Reinforcement Learning Definition
Reinforcement learning (Reinforcement Learning, RL), also known as reward learning, evaluation learning or reinforcement learning, is one of the paradigms and methodologies of machine learning , which is used to describe and solve the learning process of the agent (agent) in the process of interacting with the environment. Strategies to achieve the problem of maximizing returns or achieving specific goals .
In the reinforcement learning framework, we will simply provide our algorithm with a reward function that instructs the learning agent when it is doing well and when it is not doing well. The job of the learning algorithm would then be to figure out how to choose actions over time that would lead to a large reward.
A reinforcement learning system generally includes four elements: policy, reward, value, and environment or model.
Strategy
Strategy defines the behavior of the agent for a given state . In other words, it is a mapping from state to behavior. In fact, the state includes the state of the environment and the state of the agent . Here we start from the agent. That is, the state perceived by the agent. Therefore, we can know that the strategy is the core of the reinforcement learning system, because we can completely determine the behavior in each state through the strategy. We summarize the characteristics of the strategy into the following three points:
- Policies define the behavior of the agent
- It is a mapping from state to behavior
- The policy itself can be a specific mapping or a random distribution
Reward (Reward)
The reward signal defines the goal of the reinforcement learning problem . In each time step, the scalar value sent by the environment to the reinforcement learning is the reward, which can define the performance of the agent , similar to whether humans feel happy or pain. Therefore, we can appreciate that the reward signal is the main factor affecting the strategy. We summarize the characteristics of rewards into the following three points:
- The reward is a scalar feedback signal
- It can represent how well the agent performs at a certain step
- The task of the agent is to maximize the total reward value accumulated in a period of time
Value (Value)
Next, let’s talk about value, or the value function, which is a very important concept in reinforcement learning. Unlike the immediacy of rewards, the value function is a measure of long-term benefits. We often say that "we must keep our feet on the ground and look up to the starry sky", and the evaluation of the value function is "look up to the starry sky", judging the benefits of the current behavior from a long-term perspective, not just staring at the rewards in front of us. Combined with the purpose of reinforcement learning, we can clearly appreciate the importance of the value function. In fact, for a long time, the research of reinforcement learning has focused on the estimation of value. We summarize the characteristics of the value function into the following three points:
- The value function is a prediction of future rewards
- It can evaluate whether the state is good or bad
- The calculation of the value function requires the analysis of transitions between states
The environment (model)
is also called the external environment. It is a simulation of the environment. For example, when the state and behavior are given, we can predict the next state and corresponding rewards with the model. But one thing we should pay attention to is that not all reinforcement learning systems need to have a model , so there will be two different methods based on the model (Model-based) and not based on the model (Model-free).
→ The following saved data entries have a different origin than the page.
PR #2024, opened 2024-12-18
chore: narrow down the rbac permissions for schedualer

blumamir:
In this PR:

- move destinations and collectorsgroup rbac permission to be role (on odigos ns) instead of clusterrole. These live anyway only in our ns, but it looks better in rbac reviews.
- removed unused create/delete/update/patch for the destinations, as we only read them.
- currently the leader election role brings in configmaps permissions, but I also added the permissions we need for the reconcilers so not to mix unrelated things. we will need to also understand and address the leader election role later on.
- removed the finalizers permissions, as we don't use finalizers and it's unused.
- created some consts in cli files for better structure to the references
- synced helm files with the changes
- tested both helm and cli locally to make sure it works

InstrumentationConfig is left as a clusterrole, since they belong to the various namespaces where the sources reside.

### DIFF
--- a/cli/cmd/resources/scheduler.go
+++ b/cli/cmd/resources/scheduler.go
@@ -7,6 +7,7 @@ import (
 	"github.com/odigos-io/odigos/cli/pkg/containers"
 	"github.com/odigos-io/odigos/cli/pkg/kube"
 	"github.com/odigos-io/odigos/common"
+	"github.com/odigos-io/odigos/common/consts"
 
 	appsv1 "k8s.io/api/apps/v1"
 	corev1 "k8s.io/api/core/v1"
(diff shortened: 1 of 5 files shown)


cli/cmd/resources/scheduler.go
```diff
@@ -31,13 +37,13 @@ func NewSchedulerServiceAccount(ns string) *corev1.ServiceAccount {
...
-			Name:      "odigos-scheduler",
+			Name:      SchedulerServiceAccountName,
 			Namespace: ns,
 		},
 	}
 }
 
-func NewSchedulerRoleBinding(ns string) *rbacv1.RoleBinding {
+func NewSchedulerLeaderElectionRoleBinding(ns string) *rbacv1.RoleBinding {
 	return &rbacv1.RoleBinding{
```
damemi, line 47: could we just embed the role and rolebinding yamls and marshal them to the API types? Then we can keep them in one spot that's a little more readable

blumamir: Yes, they are currently duplicated between helm and cli. we sync them manually but need to find a better way to have them just once

RonFed (approved):

cli/cmd/resources/scheduler.go
damemi: Opened https://github.com/odigos-io/odigos/issues/2047 to track (gh issue since it's not high priority)

PR #2056, opened 2024-12-23
Fix .NET instrumentation for .NET 6.0

edeNFed:


tests/e2e/workload-lifecycle/03-wait-for-trace.yaml
RonFed, line 1: needs also to update `01-wait-for-traces` with the .NET apps

edeNFed: fixed

RonFed (approved):

PR #2065, opened 2024-12-24
Enable webhook for greatwall inject otel service by webhook2

tamirdavid1:


edeNFed (commented):
looks good, only have one comment:
- Webhook should be really quick as it is called for every pod in the cluster.
Maybe we should calculate the app service name (which involves reading from API server) to only after we now this is a relevant pod (.NET or Java community)
what do you think?

blumamir (approved):

tamirdavid1:
> looks good, only have one comment:
> 
> * Webhook should be really quick as it is called for every pod in the cluster.
>   Maybe we should calculate the app service name (which involves reading from API server) to only after we now this is a relevant pod (.NET or Java community)
>   what do you think?

Thanks for the comment @edeNFed,
I change the logic please double verify the change, i will also do it on OSS

edeNFed (approved):

PR #2066, opened 2024-12-24
feat: add cli command to update onprem token

AvihuHenya:
Currently, users cannot update their on-prem token and are limited to reinstalling Odigos in their cluster. This PR introduces the ability to update the odigos-pro secret's data using the odigos cli


cli/cmd/update.go
```diff
@@ -0,0 +1,75 @@
...
+
+	secret.Data["odigos-onprem-token"] = []byte(tokenValue)
+
+	// Apply the updated secret
+	_, err = client.CoreV1().Secrets(namespace).Update(ctx, secret, metav1.UpdateOptions{})
+	if err != nil {
+		return fmt.Errorf("failed to update secret %s in namespace %s: %w", consts.OdigosProSecretName, namespace, err)
+	}
+
+	fmt.Printf("Updated secret %s in namespace %s with new %s token\n", consts.OdigosProSecretName, namespace, tokenType)
```
edeNFed, line 66: I think we should add to the message something like:
The new token will take affect only after Odiglets restart. To trigger odiglets restart run:
`kubectl rollout restart daemonset odiglet -n <odigos-namespace>`

edeNFed (approved):

cli/cmd/update.go
```diff
@@ -0,0 +1,75 @@
...
+var updateTokenCmd = &cobra.Command{
+	Use:   "update-token",
+	Short: "Update a client's token for Odigos",
+	Long: `Update the token used for authenticating with Odigos.
+This command is useful for updating your on-prem or cloud token for an existing installation.`,
+	Run: func(cmd *cobra.Command, args []string) {
+		ctx := cmd.Context()
+		client := cmdcontext.KubeClientFromContextOrExit(ctx)
+		ns, err := resources.GetOdigosNamespace(client, ctx)
+		if err != nil {
```
blumamir, line 26: In other cli command we differentiate between:
- odigos is not installed in the cluster
- some general error (permissions, network etc)

I think it makes sense to add it here to give users a usable message

cli/cmd/update.go
```diff
@@ -0,0 +1,75 @@
...
+			fmt.Errorf("No Odigos installation found in cluster to upgrade")
```
blumamir, line 27:
```suggestion
			fmt.Errorf("No Odigos installation found in cluster")
```

cli/cmd/update.go
```diff
@@ -0,0 +1,76 @@
...
+
+func updateOdigosToken(ctx context.Context, client *kube.Client, namespace string, tokenType, tokenValue string) error {
+
+	// Retrieve the existing secret
+	secret, err := client.CoreV1().Secrets(namespace).Get(ctx, consts.OdigosProSecretName, metav1.GetOptions{})
+	if err != nil {
+		return fmt.Errorf("failed to get secret %s in namespace %s: %w", consts.OdigosProSecretName, namespace, err)
+	}
+
+	secret.Data["odigos-onprem-token"] = []byte(tokenValue)
```
blumamir, line 58: There is a const for that as well [here](https://github.com/odigos-io/odigos/blob/94e1e05a829344e69e70bd7b395d3355bf84a803/cli/cmd/resources/odigospro/consts.go#L8). consider moving it to `k8sutils` and reusing it from there

cli/cmd/update.go
```diff
@@ -0,0 +1,76 @@
...
+
+	// Apply the updated secret
+	_, err = client.CoreV1().Secrets(namespace).Update(ctx, secret, metav1.UpdateOptions{})
+	if err != nil {
+		return fmt.Errorf("failed to update secret %s in namespace %s: %w", consts.OdigosProSecretName, namespace, err)
+	}
+
+	fmt.Printf("Updated secret %s in namespace %s with new %s token\n", consts.OdigosProSecretName, namespace, tokenType)
```
blumamir, line 66: Will this message be shown in the terminal?

I think those details are our internal implementation, and we can write something more user friendly like: "onprem token updated successfully"

cli/cmd/update.go
```diff
@@ -0,0 +1,76 @@
...
+		ns, err := resources.GetOdigosNamespace(client, ctx)
+		if err != nil {
+			fmt.Errorf("No Odigos installation found in cluster to upgrade")
+			os.Exit(1)
+		}
+
+		// Retrieve token
+		onPremToken := cmd.Flag("onprem-token").Value.String()
+
+		if onPremToken == "" {
```
blumamir, line 34: since we have `MarkFlagRequired`, do we need to check here?

cli/cmd/update.go
```diff
@@ -0,0 +1,76 @@
...
+			fmt.Errorf("\033[31mERROR\033[0m --onprem-token is required")
+			os.Exit(1)
+		}
+
+		var tokenType, tokenValue string = "onprem", onPremToken
```
blumamir, line 39: We prefer to initialize variables like this:

```go
tokenType := "foo"
tokenValue := "bar"
```

cli/cmd/update.go
RonFed: Do we want users to rollout Odiglet or we can do it here after the token is updated?

cli/cmd/update.go
```diff
@@ -0,0 +1,75 @@
...
+	cmdcontext "github.com/odigos-io/odigos/cli/pkg/cmd_context"
+	"github.com/odigos-io/odigos/cli/pkg/kube"
+	"github.com/odigos-io/odigos/k8sutils/pkg/consts"
+	"github.com/spf13/cobra"
+	metav1 "k8s.io/apimachinery/pkg/apis/meta/v1"
+)
+
+// updateTokenCmd represents the update-token command
+var updateTokenCmd = &cobra.Command{
+	Use:   "update-token",
```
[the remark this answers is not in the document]
AvihuHenya: I agree that update-token is not the best naming choice. Another advantage of this change is the opportunity to centralize all potential operations that users can perform within the on-prem environment.

I will proceed with the change.

cli/cmd/update.go
AvihuHenya: I agree. fixed.

cli/cmd/update.go
AvihuHenya: fixed

cli/cmd/update.go
AvihuHenya: fixed. i will ask someone about the rest of the code changes.

cli/cmd/pro.go
```diff
@@ -0,0 +1,79 @@
...
+	"github.com/odigos-io/odigos/cli/pkg/kube"
+	"github.com/odigos-io/odigos/k8sutils/pkg/consts"
+	"github.com/spf13/cobra"
+	metav1 "k8s.io/apimachinery/pkg/apis/meta/v1"
+)
+
+
+var proCmd = &cobra.Command{
+	Use:   "pro",
+	Short: "operations for pro clients of Odigos",
```
blumamir, line 19: WDYT about?
```suggestion
	Short: "manage odigos pro",
```

cli/cmd/pro.go
```diff
@@ -0,0 +1,79 @@
...
+		fmt.Println("kubectl rollout restart daemonset odiglet -n", ns)
+	},
+}
+
+func updateOdigosToken(ctx context.Context, client *kube.Client, namespace string, tokenType, tokenValue string) error {
+
+	// Retrieve the existing secret
+	secret, err := client.CoreV1().Secrets(namespace).Get(ctx, consts.OdigosProSecretName, metav1.GetOptions{})
+	if err != nil {
+		return fmt.Errorf("Tokens are not available in the open-source version of Odigos. Please use the on-premises version.")
```
blumamir, line 60: This will get printed for any `err`. both if the secret is not found and for network / permissions or any other general error.

You can differentiate between them with 

```go
apierrors.IsNotFound(err)
```

cli/cmd/pro.go
```diff
@@ -0,0 +1,79 @@
...
+	}
+	secret.Data[consts.OdigosOnpremTokenSecretKey] = []byte(tokenValue)
+
+	// Apply the updated secret
+	_, err = client.CoreV1().Secrets(namespace).Update(ctx, secret, metav1.UpdateOptions{})
+	if err != nil {
+		return fmt.Errorf("Tokens are not available in the open-source version of Odigos. Please use the on-premises version.")
```
blumamir, line 67: This message will be printed after we already know there is a secret, but failed to update it.

I think we should log the err itself here

blumamir (approved):
Great job!

Left few final nits and then we can merge

cli/cmd/pro.go
```diff
@@ -0,0 +1,82 @@
...
+	},
+}
+
+func updateOdigosToken(ctx context.Context, client *kube.Client, namespace string, tokenType, tokenValue string) error {
+	secret, err := client.CoreV1().Secrets(namespace).Get(ctx, consts.OdigosProSecretName, metav1.GetOptions{})
+	if err != nil {
+		if apierrors.IsForbidden(err) {
+			return fmt.Errorf("Insufficient permissions to retrieve the token")
+		}
+		return fmt.Errorf("Tokens are not available in the open-source version of Odigos. Please use the on-premises version.")
```
blumamir, line 61: This condition assumes that any error which is not `Forbidden` is `NotExists`. please use `apierrors.IsNotFound(err)` which indicates this case explicitly, and print all other errors as is

cli/cmd/pro.go
```diff
@@ -0,0 +1,82 @@
...
+	}
+	secret.Data[consts.OdigosOnpremTokenSecretKey] = []byte(tokenValue)
+
+	_, err = client.CoreV1().Secrets(namespace).Update(ctx, secret, metav1.UpdateOptions{})
+	if err != nil {
+		if apierrors.IsForbidden(err) {
+			return fmt.Errorf("Insufficient permissions to update the token")
```
blumamir, line 68: If this happens, should we also print what the error is?

cli/cmd/pro.go
```diff
@@ -0,0 +1,82 @@
...
+		}
+		return fmt.Errorf("%v", err)
```
blumamir, line 70:
```suggestion
		return err
```

.vscode/launch.json
```diff
@@ -64,6 +65,27 @@
...
       "buildFlags": "-tags=embed_manifests"
+    }, 
+    {
+      "name": "cli install",
+      "type": "go",
+      "request": "launch",
+      "mode": "debug",
+      "program": "${workspaceFolder}/cli",
+      "cwd": "${workspaceFolder}/cli",
+      "args": ["install", "--version", "<version_number>"], // Specify the desired version as the third argument in the command
```
blumamir, line 76: this is not valid `json`. Just making sure it was tested to work

blumamir: It looks like you can use env for that:
https://code.visualstudio.com/docs/editor/variables-reference#_environment-variables

.vscode/launch.json
```diff
@@ -64,7 +65,28 @@
...
+      "request": "launch",
+      "mode": "debug",
+      "program": "${workspaceFolder}/cli",
+      "cwd": "${workspaceFolder}/cli",
+      "args": ["pro", "--onprem-token", "${env:ONPREM_TOKEN}"],
+      "buildFlags": "-tags=embed_manifests"
     }
-  ]
+  ],
+  "envFile": "${workspaceFolder}/.env"
```
blumamir, line 90: The `.env` file is in the `cli` directory, does it work?

cli/cmd/pro.go
```diff
@@ -0,0 +1,86 @@
...
+	Use:   "pro",
+	Short: "manage odigos pro",
+	Long:  `The pro command provides various operations and functionalities specifically designed for enterprise users. Use this command to access advanced features and manage your pro account.`,
+	Run: func(cmd *cobra.Command, args []string) {
+		ctx := cmd.Context()
+		var onPremToken string
+		if err := godotenv.Load(); err != nil {
+			fmt.Println("\033[31mERROR\033[0m Failed to load .env file")
+		}
+		if os.Getenv("DEBUG") == "true" {
```
blumamir, line 28: I thought the vsc debugger handles the `.env` file itself.

blumamir (changes requested):

blumamir (approved):

RonFed (approved):

cli/cmd/pro.go
```diff
@@ -0,0 +1,93 @@
...
+	},
+}
+
+func updateOdigosToken(ctx context.Context, client *kube.Client, namespace string, onPremToken string) error {
+	secret, err := client.CoreV1().Secrets(namespace).Get(ctx, consts.OdigosProSecretName, metav1.GetOptions{})
+	if err != nil {
+		if apierrors.IsNotFound(err) {
+			return err
+		}
+		return fmt.Errorf("Tokens are not available in the open-source version of Odigos. Please use the on-premises version.")
```
blumamir, line 54: The conditions are reversed. If not found it means that it's not odigos pro, and all other errors should be returned as is

cli/cmd/pro.go
```diff
@@ -0,0 +1,93 @@
...
+	}
+	secret.Data[consts.OdigosOnpremTokenSecretKey] = []byte(onPremToken)
+
+	_, err = client.CoreV1().Secrets(namespace).Update(ctx, secret, metav1.UpdateOptions{})
+	if err != nil {
+		if apierrors.IsNotFound(err) {
+			return err
+		}
+		return err
```
blumamir, line 63: if we always return the `err` here, we don't need the if

cli/cmd/pro.go
```diff
@@ -0,0 +1,93 @@
...
+		return fmt.Errorf("failed to get DaemonSet odiglet in namespace %s: %v", namespace, err)
+	}
+	
+	// Modify the DaemonSet spec.template to trigger a rollout
+	if daemonSet.Spec.Template.Annotations == nil {
+		daemonSet.Spec.Template.Annotations = make(map[string]string)
+	}
+	daemonSet.Spec.Template.Annotations["rollout-trigger"] = time.Now().Format(time.RFC3339)
+
+	_, err = client.AppsV1().DaemonSets(namespace).Update(context.TODO(), daemonSet, metav1.UpdateOptions{})
```
blumamir, line 77:
```suggestion
	_, err = client.AppsV1().DaemonSets(namespace).Update(ctx, daemonSet, metav1.UpdateOptions{})
```

cli/cmd/pro.go
```diff
@@ -0,0 +1,93 @@
...
+	daemonSet, err := client.AppsV1().DaemonSets(namespace).Get(ctx, "odiglet", metav1.GetOptions{})
+	if err != nil {
+		return fmt.Errorf("failed to get DaemonSet odiglet in namespace %s: %v", namespace, err)
+	}
+	
+	// Modify the DaemonSet spec.template to trigger a rollout
+	if daemonSet.Spec.Template.Annotations == nil {
+		daemonSet.Spec.Template.Annotations = make(map[string]string)
+	}
+	daemonSet.Spec.Template.Annotations["rollout-trigger"] = time.Now().Format(time.RFC3339)
```
blumamir, line 75: consider adding the label name as const [here](https://github.com/odigos-io/odigos/blob/main/common/consts/consts.go)

cli/cmd/pro.go
```diff
@@ -0,0 +1,88 @@
...
+		onPremToken := cmd.Flag("onprem-token").Value.String()
+		err = updateOdigosToken(ctx, client, ns, onPremToken)
+		if err != nil {
+			fmt.Println("\033[31mERROR\033[0m Failed to update token:")
+			fmt.Println(err)
+			os.Exit(1)
+		}
+
+		fmt.Println()
+		fmt.Printf("\u001B[32mSUCCESS:\u001B[0m Token updated successfully in namespace %s\n", ns)
```
blumamir, line 43:
```suggestion
		fmt.Println("\u001B[32mSUCCESS:\u001B[0m Token updated successfully")
```

blumamir (approved):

It is learned through the analysis of policy and value function. We summarize the characteristics of the model in the following two points:
- The model can predict how the environment will behave next
- Performance is specifically reflected by predicted states and rewards
https://blog.csdn.net/weixin_45560318/article/details/112981006
MDP processMarkov decision processes
Markov Decision Processes (MDPs), named after Andrei Markov, provide decision makers with a mathematical modeling framework for decision making for situations where the output of some decisions is partially random and partially controllable. MDPs are very useful for a wide range of optimization problems solved by dynamic programming and reinforcement learning.
A Markov decision process is a tuple (S, a, {Psa}, γ, R) where:
- S is a set of states . (For example, in autonomous helicopter flight, S might be the set of all possible positions and orientations of the helicopter.)
- A is a set of actions . (For example, the set of all possible directions in which a helicopter control stick can be pushed.)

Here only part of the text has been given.